How do I know if it's splitting vertically or horizontally?

\- Can't dynamically redraw the editors when moving a split divider back and
forth

\- Highlighting text is significantly less performant than ST

\- Window resizing is significantly less performant than ST

\- Turns out I can disable the console, file explorer, toolbar, etc. Make that
the default.

\- I can scroll vertically until the last line in my file is at the very top
of the screen. This is more of a personal opinion but I like when vertical
scrolling stops with the last line at the bottom.

\- The text cursor blinks at a very slow rate, and it doesn't get reset when
you click on a new line. In ST, when you click on a line it gets reset and you
get immediate visual confirmation of where your cursor currently is.

\- I changed the color scheme to Ebony and now I can't see my cursor at all.

\- Why is every option grayed out under Plugins?

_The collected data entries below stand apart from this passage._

PR #1751, opened 2022-05-27
Implementing Cert Picker and PIN Dialogs for Smartcard CBA

melissaahn:
### Note
New smartcard CBA features will be merged into the feature branch `melissaahn/smartcardCBAFeature` until the feature is ready for public previews.
## The Feature
This PR builds on [my first PR](https://github.com/AzureAD/microsoft-authentication-library-common-for-android/pull/1729) by using the established connection with the YubiKey device to start the process of smartcard CBA. The parts of the smartcard CBA feature that are being address in this PR are (with corresponding PBIs linked):

- Recognizing that a YubiKey is plugged in, and thus, the user wants to try to use certificates on their YubiKey.
    - [Smartcard Certificate Picker Should Pop Up When Smartcard is Initially Plugged In](https://identitydivision.visualstudio.com/Engineering/_workitems/edit/1872882)
- Showing the user a dialog that lists the certificates available and prompts them to select one for authentication.
    - [Design Smartcard Certificate Picker](https://identitydivision.visualstudio.com/Engineering/_workitems/edit/1879582) 
- Prompting the user to enter the PIN that will unlock their YubiKey.
    - [Design PIN Prompt](https://identitydivision.visualstudio.com/Engineering/_workitems/edit/1872500)
    - [Get PIN Prompt to Pop Up When Certificate is Selected in Smartcard Cert Picker](https://identitydivision.visualstudio.com/Engineering/_workitems/edit/1879583)
- Handling cases when user wants to exit the flow.
    - [Handle Cancel Scenarios in Smartcard Cert Picker and PIN Prompt](https://identitydivision.visualstudio.com/Engineering/_workitems/edit/1879636)
- Handling the case when the user becomes locked out of their YubiKey due to too many incorrect PIN attempts.
    - [Design 'Too many attempts' PIN Dialog](https://identitydivision.visualstudio.com/Engineering/_workitems/edit/1914775)
- Ensuring that on-device CBA will remain functional.
    - [Main Success Scenario Works For On-Device Certificates](https://identitydivision.visualstudio.com/Engineering/_workitems/edit/1874347)
    - [On-Device Cert Picker should Pop Up When Smartcard is Not Plugged In](https://identitydivision.visualstudio.com/Engineering/_workitems/edit/1873478)  

This PR does NOT include the actual authentication with a private key, which is planned to be added next sprint cycle.
 
## Changes Made
[...]

PR #1766, opened 2022-06-17
Smartcard CBA Completed Flow

melissaahn:
### Note
New smartcard CBA features will be merged into the feature branch `melissaahn/smartcardCBAFeature` until the feature is ready for the next Broker and MSAL releases.
## The Feature
This PR builds on [my second PR](https://github.com/AzureAD/microsoft-authentication-library-common-for-android/pull/1751) by using the information retrieved by the certificate picker and the PIN dialog to attempt CBA with a certificate located on a YubiKey device. The parts of the smartcard CBA feature that are being address in this PR are (with corresponding PBIs linked):

- Given the slot where a chosen certificate resides and a verified PIN, authentication via a modified private key can be attempted.
     - [Get main auth success scenario working for smartcard certificates](https://identitydivision.visualstudio.com/Engineering/_workitems/edit/1879631)
-  Testing and handling alternative flows, including early unplugging and no certificates on device (exceptions are handled with a general error dialog, but they have not been tested yet).
    - [Test For User Case Extensions and Alternate Flows](https://identitydivision.visualstudio.com/Engineering/_workitems/edit/1879653)
 
## Changes Made
Main changes:
- YubiKit and PIV version bumped up to `2.1.0-alpha.1`, which include methods that help facilitate client TLS authentication without having to copy the private key from the YubiKey device.
- `useSmartcardCertForAuth` method
    - Adds `PivProvider` in `Security` static list of security providers
    - Uses a `PivProvider` to set up KeyStore instance 
    - Sets up `PivPrivateKey` and certificate chain
    - Attempts to authenticate using `PivPrivateKey` object and certificate chain as parameters to `request.proceed()`
- `SmartcardErrorDialog` class takes in two string resource ids and displays a dialog when an error occurs.

## Result
When the user chooses a cert in the picker and successfully enters their PIN, they are either logged in successfully or met with an error page from the server.

If, at any point when a dialog is showing, the user decides to unplug their key, an error dialog will be shown reminding the user to replug their key in. The current CBA flow will be cancelled.
If the user does not have any certificates on their YubiKey device, they will be shown an error dialog informing them they do not have any relevant certificates on their device. The current CBA flow will be cancelled.

## Follow Ups
A private build of Authenticator with the smartcard CBA feature will be tested in private preview.
Need to ensure before GA that none of the logging statements will contain PII.

## Testing
Below are the general testing steps I'm planning on using to help form manual tests for Broker and MSAL. I'll need to contact Labs to see if they can provide test AAD accounts for CBA.
Post private preview, Robolectric will be used to test scenarios where exceptions can be thrown.

**Beginning of all scenarios:**
1. Download AzureSample.
2. Go to Multiple Account Mode.
3. Click "Get Graph Data Interactively".
4. Type the upn associated with the cert on key (or basically any other upn that brings up the "sign in with a certificate" link on the next page). Click "Next".
5. Plug in the YubiKey.
6. When the permission dialog pops up, click "OK".
7. Click "Sign in with a certificate". The custom cert picker should pop up with a listing of the certs currently held on the YubiKey.

**Success Scenario:**
8. Select the cert associated with the upn and click "Continue". The pin dialog should pop up.
9. Enter the YubiKey's pin and click "Unlock". The dialog should dismiss, and the page should be redirected to the Multiple Account fragment, where the user should successfully be logged in.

\- Cmd+Shift+Left only highlights to the beginning of a word, instead of to
the first non-whitespace character on the line

\- Option+Shift+Left doesn't highlight by word as I was expecting, it only
selects backwards one character at a time

\- Syntax highlighting for common languages is missing

I'm sorry, but this is a long long way from the polish ST has. For a tool
that's used every day, these small things matter quite a lot. For those saying
"This is so good", I don't believe you.

------
graphememes
I've never understood what gUI code editors provide over vim/emacs.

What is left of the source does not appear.